What does this tell us? Three things: 1. After three cycles of IVF plus subsequent replacement of all resulting frozen embryos, at least 42% (conservative estimate) of couples have achieved a pregnancy; 2. There still occurs a slight increase of pregnancy rates over the recent years; 3. The HFEA produces stable figures, shares them dutifully, but does not hesitate to let two groups of investigators do the same work twice. If one group of authors had submitted the same two papers to two different journals one of them would have been labeled a “redundant publication”, a minor form of ethical misconduct. Not so now. Now it is a scientifically highly laudable – but accidental – validation of data.
George Griesinger, Beware of the 'implantation rate'! Why the outcome parameter 'implantation rate' should be abandoned from infertility research, Hum. Reprod. (2016) 31 (2): 249-251. doi: 10.1093/humrep/dev322
Abandon the Implantation Rate!
We publish a very provocative Opinion article by George Griesinger in Human Reproduction this month, a paper that in my opinion everyone should read. That’s why we made it ‘free access’ to all.

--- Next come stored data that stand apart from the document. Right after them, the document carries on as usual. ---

PR #341, opened 2021-10-12
feat: Vim Docs

tjdevries:
I didn't actually do too much to make this work well, but just showing how it could be possible to generate builtin vim docs from the lua code.

There are some things that we don't yet support in https://github.com/tjdevries/tree-sitter-lua, but could be interesting to explore later.

Anyway, just thought I'd shoot this your way.

### DIFF
--- a/Makefile
+++ b/Makefile
@@ -22,3 +22,5 @@ integration:
 	luacheck lua
 	vusted lua
 
+docgen:
+	nvim --headless --noplugin -u scripts/minimal_init.vim -c "luafile ./scripts/docgen.lua" -c 'qa'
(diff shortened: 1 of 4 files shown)


tjdevries:
We are working on a docker image to make it easy to run. I will let you know when we finish.

danymat:
As this PR seems stale, I cannot recommend enough `mini.doc` module: https://github.com/echasnovski/mini.nvim#minidoc

I use it to automatically generate vim help file from Lua comments in Neogen plugin.

I wrote a basic tutorial on how to set up for a plugin: 
- https://github.com/wbthomason/packer.nvim/issues/797#issuecomment-1036084926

Griesinger argues in it that using the implantation rate (IR) indiscriminately in research reports is fraught with methodological pitfalls and interpretational difficulties. These are especially pertinent to studies in which systematically unequal numbers of embryos are transferred in groups being compared and where IRs are calculated on aggregate numbers. Embryo selection studies (e.g. by PGS, blastocyst culture, or by time-lapse morphology) are prime examples. Griesinger warns that more often than not the IR increases confusion rather than insight in physicians searching the clinical research literature for efficacious treatment options for their patients. He concludes that the IR should therefore not be used any longer in clinical trial reports. Read it!

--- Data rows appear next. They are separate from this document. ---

PR #362, opened 2021-10-16
RFC: cmdline completion

hrsh7th:
this PR contains the cmdline completion (like wilder.nvim)

It may be overkill because wilder.nvim already exists and it is more useful than this.

```lua
  cmp.setup.cmdline('/', {
    sources = {
      { name = 'buffer' }
    }
  })
  cmp.setup.cmdline(':', {
    sources = {
      { name = 'cmdline' }
    }
  })
```

https://user-images.githubusercontent.com/629908/137590370-302d9839-9259-4a8d-bd05-0ee4a56fd645.mp4


hrsh7th:
I will split this PR as `dot & macro support` and `cmdline completion`.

Barbara Luke et al., Assisted reproductive technology use and outcomes among women with a history of cancer, Hum. Reprod. (2016) 31 (1): 183-189. doi: 10.1093/humrep/dev288
You may have followed the discussion in Human Reproduction on the increasing popularity of linking large administrative databases and drawing far-reaching conclusions. Often the linkage studies we receive at Human Reproduction seem like fishing expeditions, reporting increasingly improbable results: Obese women between 31 and 37, living in rural areas, having a fair skin, red hair and blue eyes, and using non-donor oocytes for IVF, have a higher than average pregnancy chance. I feel I also need to mention good things about such linkage studies, once an opportunity occurs. This month there is such an opportunity.

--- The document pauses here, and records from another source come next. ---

PR #456, opened 2024-12-30
Add support to Pathfinder v0_8

GMKrieger:
Issue Number: N/A

## Type

- [x] feature
- [ ] bugfix
- [ ] build
- [ ] docs
- [ ] testing

## Description

Adds support for pathfinder v0_8. It coalesces the 2 types of request on the client and then converts the new version to the one supported by snos.

## Breaking changes?

- [ ] yes
- [x] no


crates/rpc-client/src/client.rs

More and more women faced with a cancer diagnosis present for fertility preservation. In this month’s issue of Human Reproduction, Barbara Luke and co-workers, from East Lansing, Michigan, USA, address the issue how outcomes of women presenting for ART after cancer diagnosis compare to those of women without cancer. In a large database linkage study including 53,426 women they found that the likelihood of a live birth among women with prior cancer is reduced and varies by cancer diagnosis. It however is similar to women without cancer when donor oocytes are used. In women who only used their own oocytes, those with prior cancers were significantly less likely to have a live birth than those without cancer (adjusted odds ratio (AOR) 0.36 [0.28, 0.46]). This was also evident with specific cancer diagnoses: breast cancer (0.19 [0.11, 0.30]), cervical cancer (0.33 [0.13, 0.84]) and all female genital cancers (0.47 [0.25, 0.86]). The authors conclude that since the live birth rates using donor oocytes were not reduced in women with a prior cancer, but were reduced with their own oocytes, this suggests that factors acting in the pre- or periconceptional periods are responsible for the decline in live birth rates in patients with previous cancer diagnoses.